Friday, December 21, 2007

SQL QOTW - Solution!

To anyone who has been bashing their head against the desk with the SQL brain-buggerer I posted earlier, here is the solution I came up with. There may well be others, that may be more elegant, but here's the one that occurred to me...

OK, so you want to get all the documents up to a given cumulative total byte size.
A straightforward get-me-all-the-docs query looks like this:
SELECT id, filename, bytesize
FROM documents


We want to calculate the cumulative total size for all the records we've got so far, and then stop once we're about to pass the total. So the first problem is how do we work out the cumulative total?

Well, we're essentially dealing with an ordered list of records. We effectively want to work down the ordered list, calculating the cumulative total as we go.

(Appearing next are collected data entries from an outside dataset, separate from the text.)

PR #575, opened 2023-02-16
Fix MaxInt64 overflows on ARM 32-bits

bavelee:
`math.MaxInt64` is untyped constant. This causes overflow on a 32-bit system.

Reproduce:
```bash
$ GOARCH=arm go build example/config/main.go 
go: downloading golang.org/x/net v0.0.0-20210525063256-abc453219eb5
go: downloading golang.org/x/sys v0.0.0-20220114195835-da31bd327af9
go: downloading golang.org/x/text v0.3.6
# github.com/nacos-group/nacos-sdk-go/v2/clients/config_client
clients\config_client\config_client.go:141:45: math.MaxInt64 (untyped int constant 9223372036854775807) overflows int
```

Edit:
`clients\config_client\config_client.go:141:45`

```go
max := int64(math.MaxInt64)
```

### DIFF
--- a/clients/config_client/config_client.go
+++ b/clients/config_client/config_client.go
@@ -138,9 +138,8 @@ func NewConfigClient(nc nacos_client.INacosClient) (*ConfigClient, error) {
 
 	config.cacheMap = cache.NewConcurrentMap()
 	// maximum buffered queue to prevent chan deadlocks during frequent configuration file updates
-	// fix overflows on ARM 32-bits
-	max := int64(math.MaxInt64)
-	config.listenExecute = make(chan struct{}, max)
+	// use Math.MaxInt to avoid overflows on ARM 32-bits
+	config.listenExecute = make(chan struct{}, math.MaxInt)
 
 	config.startInternal()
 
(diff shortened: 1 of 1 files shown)


clients/config_client/config_client.go
```diff
@@ -138,7 +138,9 @@ func NewConfigClient(nc nacos_client.INacosClient) (*ConfigClient, error) {
 
 	config.cacheMap = cache.NewConcurrentMap()
 	// maximum buffered queue to prevent chan deadlocks during frequent configuration file updates
-	config.listenExecute = make(chan struct{}, math.MaxInt64)
```
binbin0325, line 141: math.MaxInt may be better

bavelee:
i have tested with `math.MaxInt` and it works fine

clients/config_client/config_client.go
```diff
@@ -138,7 +138,8 @@ func NewConfigClient(nc nacos_client.INacosClient) (*ConfigClient, error) {
...
+	// use Math.MaxInt to avoid overflows on ARM 32-bits
+	config.listenExecute = make(chan struct{}, math.MaxInt)
```
binbin0325, line 142: Sorry, maxInt is only supported in golang 1.17, so use maxInt32 instead

binbin0325 (changes requested):

clients/config_client/config_client.go
bavelee: OK, I changed it to MaxInt and made corresponding tests and it works normally

binbin0325 (approved):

So first lets impose an order on the list:

SELECT id, filename, bytesize
FROM documents
ORDER BY id

Now for each record, we want to work out the cumulative total. I had many thoughts on how to keep a running total, but I eventually realised that you don't actually need to. Following the old physics student's guiding principle of "if you find yourself with a problem you can't solve, rewrite it into a problem that you can solve"**, here's the trick - we don't actually need to calculate this as "x + (next x)" - as long as we use the same imposed order, we can get this with a rather cunning subquery:

SELECT id, filename, bytesize,
( SELECT SUM(bytesize)
FROM documents d2
WHERE d2.id <= documents.id
) AS cumulative_total
FROM documents
ORDER BY id


You see how it works? If we're working down an ordered list of ids-

1000
1001
1002
1003
1004
...
etc



- then keeping a running total is exactly equivalent to querying for the sum of all rows up-to-and-including the current row. So we can now move the subquery from the SELECT clause into the WHERE clause, and it gives us a sufficient criteria for accepting or rejecting rows:


SELECT id, filename, bytesize
FROM documents
WHERE ( SELECT SUM(bytesize)
FROM documents d2
WHERE d2.id <= documents.id
) < @max_cumulative_size * 1024 * 1024
ORDER BY id

( where @max_cumulative_size is the maximum total size in megabytes, obviously )

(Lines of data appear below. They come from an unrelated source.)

PR #605, opened 2023-04-20
Update object2param.go

miajio:
As a public method, it needs to be compatible when there is another object in the passed structure, then the previous method cannot be compatible

### DIFF
--- a/util/object2param.go
+++ b/util/object2param.go
@@ -58,7 +58,7 @@ func TransformObject2Param(object interface{}) (params map[string]string) {
 					if !valueOf.Field(i).IsNil() {
 						bytes, err := json.Marshal(valueOf.Field(i).Interface())
 						if err != nil {
-							// logger.Errorf("[TransformObject2Param] json.Marshal err:%+v", err)
+							logger.Errorf("[TransformObject2Param] json.Marshal err:%+v", err)
 						} else {
 							params[tag] = string(bytes)
 						}
--- a/util/object2param.go
+++ b/util/object2param.go
@@ -25,6 +25,7 @@ import (
 	"github.com/nacos-group/nacos-sdk-go/v2/common/logger"
 )
 
+// TransformObject2Param method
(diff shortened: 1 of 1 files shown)


binbin0325 (changes requested):
Why make this change? Please provide a detailed description

miajio:
I have reviewed your testing method, but please take a look at my testing method below. If the user uses a * time. Time when using this method, the original parsing method will not pass, and subsequent default conditions will be added. Therefore, the user only needs to implement String() on their custom structure to use this common method.

oh i'm sorry, At the same time, based on the submission, I annotated an existing log print, which will result in an invalid import

type object struct {
	Name     string            `param:"name"`
	Likes    []string          `param:"likes"`
	Metadata map[string]string `param:"metadata"`
	Age      uint64            `param:"age"`
	Healthy  bool              `param:"healthy"`
	Money    int               `param:"money"`
	Now      *time.Time        `param:"now"`
}

func TestTransformObject2Param(t *testing.T) {
	assert.Equal(t, map[string]string{}, TransformObject2Param(nil))

	nowTime := time.Now()

	obj := object{
		Name:  "code",
		Likes: []string{"a", "b"},
		Metadata: map[string]string{
			"M1": "m1",
		},
		Age:     10,
		Healthy: true,
		Money:   10,
		Now:     &nowTime,
	}
	params := TransformObject2Param(&obj)
	assert.Equal(t, map[string]string{
		"name":     "code",
		"metadata": `{"M1":"m1"}`,
		"likes":    "a,b",
		"age":      "10",
		"money":    "10",
		"healthy":  "true",
		"now":      nowTime.String(),
	}, params)
}

binbin0325:
> I have reviewed your testing method, but please take a look at my testing method below. If the user uses a * time. Time when using this method, the original parsing method will not pass, and subsequent default conditions will be added. Therefore, the user only needs to implement String() on their custom structure to use this common method.

`util.TransformObject2Param()` just for nacos-go-sdk for internal use, if you need to use this ability can be realized.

It all hinges on the ordering. The one proviso with this query is that, although you are free to order the results by whatever you choose, the ordering must be the same as the implicit ordering in the subquery.

And - shock, horror, step back in amazement - that sql works as-is across MySQL and Oracle!

Yay!

So I don't know about you, but after that I feel the need to go hit the climbing wall and have a recuperative pint or two afterwards.

Have a great Christmas everyone!




**This is a really useful skill to have, and it's not just applicable to Physics exams either. In fact, taken to extremes, it's perfectly possible, with a bit of cunning, to change a question about something you haven't revised, into a question about something you *have* revised....

I first realised the power of this at school, in English -
Q2.4 : Is Hamlet really mad? What is the purpose of his madness in the play and by the play? Discuss in not less than 3,000 words.

Answer : In any discussion concerning Hamlet, it is important to note that had he been Scottish, his situation would have been very similar to that of Macbeth....


:-)

SQL QOTW - SELECT all rows up to a cumulative total

Here's a little SQL test that arose here the other day. Let's say you have a DB table called documents, in which you have the following fields:

id
filename
bytesize
date_created
full_content

full_content is a BLOB, containing all the text extracted from whatever document the record represents.
bytesize is, cunningly enough, the size of the content in bytes.

You want to get all the documents, and do something to them - what you want to do is not important here, just that it involves the full_content. However, a moment of pondering will show the nasty bit of this problem... Let's say you may have tens of millions of documents, and the average bytesize is around a meg. Clearly attempting to read the full table into memory is not a good idea (at least until we get Terabytes of RAM in our servers).

A far better idea is to limit the maximum memory usage to some value, and only process up to X MB of documents in one batch. The next time round, you'll get the next X MB of docs, and so on.

We turned this problem over and over for a while, and we thought of a few ways of doing it, but all involved multiple queries, and/or things like temporary tables... and, dammitall, it SHOULD be do-able in one query, dammit man! (cue much indignant harumphing and twizzling of large mutton chop side whiskers, in a Victorian man-of-letters kind of way) Oh yeah, and here's the killer - it has to be portable across Oracle 10g and MySQL.

So the problem is this - given this table, can you construct a single query that will read all the documents up to a given maximum number of megabytes, that will run on Oracle 10g AND MySQL?

Well, after pondering this in several isolated attempts for a few days, I went back to it yesterday, and the answer just popped out straight away - and it's actually deceptively simple. I was going to just give you the answer, but I thought it might be a bit more fun to leave it as a challenge, so a big fat Brucie Bonus goes to the first person who gets it - I'll put the answer up here later on today, if no-one gets it in the meantime.